*Exercise description*. Identify all lines of the data containing the string "github" and copy them.

[[ Data, beginning ]]

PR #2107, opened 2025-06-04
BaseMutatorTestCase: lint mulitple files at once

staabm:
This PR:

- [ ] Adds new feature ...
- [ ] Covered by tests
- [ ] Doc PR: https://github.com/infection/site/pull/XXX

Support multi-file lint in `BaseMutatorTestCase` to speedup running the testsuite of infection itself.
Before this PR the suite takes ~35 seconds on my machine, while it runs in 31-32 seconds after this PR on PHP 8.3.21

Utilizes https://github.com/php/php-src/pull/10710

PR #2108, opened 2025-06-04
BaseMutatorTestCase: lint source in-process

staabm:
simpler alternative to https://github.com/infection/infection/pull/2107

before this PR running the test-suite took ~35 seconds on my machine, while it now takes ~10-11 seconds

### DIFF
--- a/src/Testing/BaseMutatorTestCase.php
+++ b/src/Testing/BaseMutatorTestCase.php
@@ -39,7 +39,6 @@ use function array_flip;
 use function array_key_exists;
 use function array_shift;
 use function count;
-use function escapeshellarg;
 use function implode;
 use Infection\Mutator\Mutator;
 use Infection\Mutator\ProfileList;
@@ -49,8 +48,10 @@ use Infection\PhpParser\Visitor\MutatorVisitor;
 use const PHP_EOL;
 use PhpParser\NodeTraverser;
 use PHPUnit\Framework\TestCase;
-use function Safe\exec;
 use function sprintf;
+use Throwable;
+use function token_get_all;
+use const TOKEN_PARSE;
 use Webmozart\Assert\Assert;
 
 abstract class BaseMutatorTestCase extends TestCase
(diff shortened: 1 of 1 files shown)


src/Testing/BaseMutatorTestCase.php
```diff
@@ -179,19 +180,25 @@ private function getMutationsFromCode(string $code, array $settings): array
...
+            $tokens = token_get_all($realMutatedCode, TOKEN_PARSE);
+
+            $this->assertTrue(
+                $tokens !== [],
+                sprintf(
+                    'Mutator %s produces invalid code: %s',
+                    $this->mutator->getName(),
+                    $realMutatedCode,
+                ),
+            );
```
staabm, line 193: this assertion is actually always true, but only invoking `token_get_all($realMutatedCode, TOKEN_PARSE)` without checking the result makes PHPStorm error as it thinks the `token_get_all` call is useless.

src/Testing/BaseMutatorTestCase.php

[[ Data, end ]]
[[ Data, beginning ]]

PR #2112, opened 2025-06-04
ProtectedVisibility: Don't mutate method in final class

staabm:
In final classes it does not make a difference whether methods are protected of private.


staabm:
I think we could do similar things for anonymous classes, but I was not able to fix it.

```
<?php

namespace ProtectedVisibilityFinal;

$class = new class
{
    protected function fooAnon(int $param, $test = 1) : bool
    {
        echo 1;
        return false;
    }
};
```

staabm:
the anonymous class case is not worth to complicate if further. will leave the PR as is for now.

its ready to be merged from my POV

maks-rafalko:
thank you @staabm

[[ Data, end ]]

*Answer area*.
- [ ] Doc PR: https://github.com/infection/site/pull/XXX
Utilizes https://github.com/php/php-src/pull/10710
simpler alternative to https://github.com/infection/infection/pull/2107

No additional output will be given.